The consequences of breach range from civil liability to disqualification and criminal prosecution. The Insolvency Service investigates director conduct following every formal insolvency, and disqualification orders last between two and fifteen years. A director subject to such an order cannot act as a director, or take part in the management of any company, without court permission.

Personal liability for company debts can follow from wrongful or fraudulent trading. Non-executive directors are not exempt: appointment carries responsibility regardless of the level of day-to-day involvement. A director who takes no part in management during a period of financial difficulty remains liable for the consequences of decisions made without their input.

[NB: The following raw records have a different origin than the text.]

PR #1836, opened 2020-08-10
Make mirror of mirror work

jnwatson:
Raise an exception instead of infinite recursion in case of using a
telepath Client before waitready.

Reuse downstream resp iden for upstream requests.


synapse/telepath.py
```diff
@@ -724,6 +725,8 @@ async def waitready(self, timeout=10):
         await asyncio.wait_for(self._t_ready.wait(), self._t_conf.get('timeout', timeout))
 
     def __getattr__(self, name):
+        if self._t_methinfo is None:
+            raise s_exc.NotReady(mesg='Must call waitForReady on Client before first method call')
```
invisig0th, line 729: should be "waitready()"

synapse/tests/test_cortex.py
```diff
@@ -3836,6 +3837,58 @@ async def test_cortex_mirror(self):
...
+                        logentrycount00 = await core00.nexsroot.index()
+                        logentrycount01 = await core01.nexsroot.index()
+                        logentrycount02 = await core02.nexsroot.index()
+
+                        self.eq(logentrycount00, logentrycount01)
+                        self.eq(logentrycount01, logentrycount02)
+
+                        self.eq(await core00.nexsroot.index(), await core01.nexsroot.index())
+                        self.eq(await core01.nexsroot.index(), await core02.nexsroot.index())
+
```
vEpiphyte, line 3891: Ideally, it would be good to show changes from the middle and end mirror being propagated to the others as well.

jnwatson: Done

synapse/telepath.py
jnwatson: Done.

Best Practice for Compliance With the Duties of a Director

To ensure you remain in compliance with your director’s duties, we recommend that you:

  • Read and understand the articles of association on appointment, and return to them when significant decisions are being made
  • Keep board minutes of significant decisions, recording the reasoning. A contemporaneous note carries real evidential weight if duties are later called into question
  • Declare personal interests promptly at the earliest opportunity, rather than waiting to assess relevance
  • Watch the company’s financial position actively, and take independent advice early if signs of financial stress emerge
  • Verify your identity with Companies House if you have not already done so. Acting without verification is an offence under the “Economic Crime and Corporate Transparency Act 2023.

Final Words

The duties of a director in the UK are a genuine legal commitment. The Companies Act 2006 gives those duties clear statutory expression, and courts enforce them seriously. Recent changes, including mandatory identity verification introduced in late 2025, show that the regulatory framework around the director’s role continues to develop. Anyone taking on a directorship, should treat these obligations seriously.